**THE TASK**
Say how many lines below contain the word "getLocalTimestampValue". The number is the entire reply.

☆ ☆ ☆ ☆ ☆ ☆ ☆

Issue #565, opened 2026-06-03
Parquet spec conformance audit: findings


gunnarmorling:
Audit of hardwood's reader implementation **and** user docs against the normative Parquet spec, across four areas (nesting/levels, logical types, encodings, statistics/page-index). Each finding was classified CONFORMANT / GAP / DOC-GAP / UNSURE; the two highest-severity gaps were verified against the code before filing.

### Genuine defects (sub-issues)

- [x] **#566** — float/double NaN pruning (Tier 1 — silent data loss; verified in code)
- [x] **#568** — `getTimestamp` ignores `isAdjustedToUTC` (Tier 1 — wrong instant; verified in code)
- [ ] **#569** — v1 BIT_PACKED level encoding misdecoded as RLE (Tier 2 — legacy)
- [ ] **#567** — LIST backward-compat rule 3 missing (Tier 2 — legacy; the rule-3-untested gap below falls out of this)
- [ ] **#571** — decoder arithmetic hardening (Tier 3 — robustness)
- [x] **#570** — docs: float total-order, timestamp local-vs-instant, legacy-list claim (Tier 4)
- [ ] **#595** — surface `ColumnOrder`; warn or reject when not `IEEE754TotalOrder` for floats (promoted from the decisions below)
- [ ] **#596** — confirm legacy `MAP_KEY_VALUE`-only annotation reads correctly (promoted)
- [ ] **#597** — add `DELTA_BYTE_ARRAY` + `FIXED_LEN_BYTE_ARRAY` test fixture (promoted)

### Settled decisions

- **Float equality in filters uses total order** (`-0.0 ≠ +0.0`, `NaN == NaN`). Decided to keep; the divergence from IEEE / SQL `eq` lets callers positively select NaN rows and is now documented in `docs/content/how-to/query-controls.md` and `FilterPredicate`'s JavaDoc (#570).
- **LIST rule-3 untested.** Subsumed by **#567**, which adds the implementation and tests together.

### Verified conformant (the good news)

[...]

PR #584, opened 2026-06-03
#568 Honor isAdjustedToUTC in TIMESTAMP accessors

### LINKED ISSUE #568: getTimestamp ignores isAdjustedToUTC: local timestamps returned as a UTC Instant
From the spec conformance audit (#565). **Verified** in code.

`ValueConverter.convertToTimestamp` (`ValueConverter.java:106-114`) returns `Instant` unconditionally and never reads the TIMESTAMP logical type's `isAdjustedToUTC`. Per spec:

- `isAdjustedToUTC = true` → the value is an **instant** (UTC-normalized) → `Instant` is correct.
- `isAdjustedToUTC = false` → a **local** (wall-clock) timestamp with no timezone → it is *not* an instant.

Returning a local timestamp as an `Instant` yields the wrong absolute time (the reader implicitly treats the local value as UTC). The Variant path honors the flag (`VariantShredReassembler`); the primary `getTimestamp` does not, and there is no local (`LocalDateTime`) accessor. `getTime` has the same gap (lower impact — `LocalTime` is zoneless).

### Decision needed
Honor the flag and either (a) add a local accessor returning `LocalDateTime` for `isAdjustedToUTC = false`, or (b) define explicit semantics. Pre-1.0 because (a) is an API addition that should land before the freeze.

### Acceptance
- A local-timestamp fixture is no longer presented as a UTC instant (failing test first).
- Defined, documented behavior for `isAdjustedToUTC = false` (pairs with the docs issue under #565).

gunnarmorling:
## Summary

Closes #568.

The Parquet TIMESTAMP logical type carries an `isAdjustedToUTC` flag that picks between two distinct semantic kinds:

- `isAdjustedToUTC = true` → an instant normalized to UTC → `Instant`.
- `isAdjustedToUTC = false` → a wall-clock timestamp with no timezone → `LocalDateTime`.

The reader returned `Instant` unconditionally, never reading the flag. A local-wall-clock value was silently reinterpreted as UTC — wrong absolute time, no signal to the caller. `VariantValueDecoder.asTimestamp` had the same defect: all four Variant timestamp tags (`TIMESTAMP`, `TIMESTAMP_NTZ`, `TIMESTAMP_NANOS`, `TIMESTAMP_NTZ_NANOS`) collapsed to `Instant`. The NYC TLC sample in `YellowTripDataTest` was actually a real-world instance of this — `tpep_pickup_datetime` is NTZ, and the test was asserting the (incorrect) Instant readings.

Audit (#565) flagged the row-side as silent data loss; the Variant fix lands in the same PR because `getVariant().asTimestamp()` would otherwise leak the same bug.

## Decisions

- **Strict accessor split**: `getTimestamp` / `asTimestamp` are UTC-only (throw on the local kind); new `getLocalTimestamp` / `asLocalTimestamp` return `LocalDateTime` and throw on the UTC kind. Rejection error is `IllegalStateException` with a message naming the column and the actual `isAdjustedToUTC` value. Same model as the existing \"wrong accessor for the column kind\" mismatches.
- **Why strict, not lenient**: a lenient default-zone reinterpretation hides exactly the distinction that put the issue on the audit. parquet-avro — the only parquet-java binding that distinguishes the kinds at all — does it via two distinct return types on a single untyped getter. Hardwood is typed-accessor-first, so the analogue is two named methods.
- **`getValue` (generic accessor)**: returns `LocalDateTime` for local columns, `Instant` otherwise — schema-driven, like parquet-avro's `GenericRecord.get`.
- **INT96 stays as-is**: no `isAdjustedToUTC` field, treated as UTC-adjusted (Spark / Hive convention), read via `getTimestamp`.
- **`getTime` left untouched**: same flag exists but `LocalTime` is zoneless, so there is no data-corruption equivalent — flag is informational, documented next to `getTime`.

Full rationale (including the parquet-avro / protobuf / thrift survey and rejected alternatives) lives in [`_designs/LOCAL_TIMESTAMP_ACCESSOR.md`](https://github.com/hardwood-hq/hardwood/blob/568-local-timestamp-accessor/_designs/LOCAL_TIMESTAMP_ACCESSOR.md).

## Public API additions

| Interface | Added |
|---|---|
| `FieldAccessor` | `LocalDateTime getLocalTimestamp(String name)` |
| `StructAccessor` | `LocalDateTime getLocalTimestamp(int fieldIndex)` |
| `PqMap.Entry` | `LocalDateTime getLocalTimestampValue()` |
| `PqList` | `List<LocalDateTime> localTimestamps()` |
| `PqVariant` | `LocalDateTime asLocalTimestamp()` |
| `PqVariantObject` | inherits `getLocalTimestamp` from `FieldAccessor` |

`ColumnReader` is untouched (perf-first path, no typed timestamp accessor exists today).

## Test plan

- [x] Failing test first: `LocalTimestampTest` against a generated `local_timestamp_test.parquet` (3 columns: NTZ MILLIS, NTZ MICROS, UTC MICROS, 2 rows). Tests: `getLocalTimestamp` returns wall-clock; `getTimestamp` on a local column throws naming the column and `isAdjustedToUTC=false`; `getLocalTimestamp` on a UTC column throws naming the column and `isAdjustedToUTC=true`; `getTimestamp` on the UTC column still returns the right `Instant`; generic `getValue` returns `LocalDateTime` for local and `Instant` for UTC.
- [x] Variant: `VariantValueDecoderTest.primitiveTimestampNtz` / `primitiveTimestampNtzNanos` updated to use `asLocalTimestamp` against `LocalDateTime` expectations.
- [x] Real-world regression catch: `YellowTripDataTest` (core + integration-test) now correctly reads `tpep_pickup_datetime` / `tpep_dropoff_datetime` via `getLocalTimestamp` — previously asserting Instant values that happened to share the same wall-clock minute as the UTC misreading.
- [x] `./mvnw -pl core,avro,cli,s3,parquet-java-compat,integration-test verify` — green.
- [ ] CI on this PR.

## Out of scope

- `getTime` symmetric pair (D8 in the design doc — `LocalTime` is zoneless, no data loss).
- Lenient zone-aware `getTimestampAt(name, ZoneId)` (can be added later without breaking the strict pair).
- `ColumnReader` typed timestamp accessor (no such accessor exists today; perf-first contract is unchanged).


gunnarmorling:
Addressed review feedback (force-pushed `83472ef8` → `30b46ada`):

- **DRY + INT96 fix (one change)**: added `TimestampAccessorKind.require(name, lt, wantUtcAdjusted)` that handles the `instanceof TimestampType` + boolean dispatch *and* the INT96 fallthrough (`lt == null` → reject from `getLocalTimestamp` with a clean `IllegalStateException` naming the column; accept from `getTimestamp`). The 4 per-impl `requireXxxTimestampKind` wrappers across `NestedBatchDataView` / `PqStructImpl` / `PqListImpl` / `PqMapImpl` are now one-liners against the central helper; `FlatRowReader.getLocalTimestamp` routes through the same helper, fixing the INT96 NPE.
- **Switch exhaustiveness**: `LogicalTypeConverter.convertToLocalTimestamp` is now a switch expression (no `default`). Both CLI sites (`IndexValueFormatter`, `RowValueFormatter.formatRawTimestampLong`) delegate to `LogicalTypeConverter.convertToTimestamp` / `convertToLocalTimestamp` and `.toString()` the result, eliminating the two duplicated switch statements entirely.
- **Tests**: fixture extended with `nested` struct, `local_ts_list`, `local_ts_map` — `LocalTimestampTest` now covers `PqStruct.getLocalTimestamp`, `PqList.localTimestamps()`, `PqMap.Entry.getLocalTimestampValue()` plus wrong-kind rejection through each. Added `int96_timestamp_test.parquet` and pinned the INT96 fallthrough (accepted by `getTimestamp` as `Instant`, rejected by `getLocalTimestamp`). `PqVariantObject.getLocalTimestamp` left to the directly-tested `VariantValueDecoder.asLocalTimestamp` since the existing Variant fixture's `timestamp_field` is encoded as STRING rather than TIMESTAMP_NTZ.

`./mvnw -pl core,avro,cli,s3,parquet-java-compat,integration-test verify` — green.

☆ ☆ ☆ ☆ ☆ ☆ ☆

**ANSWER SPACE**
2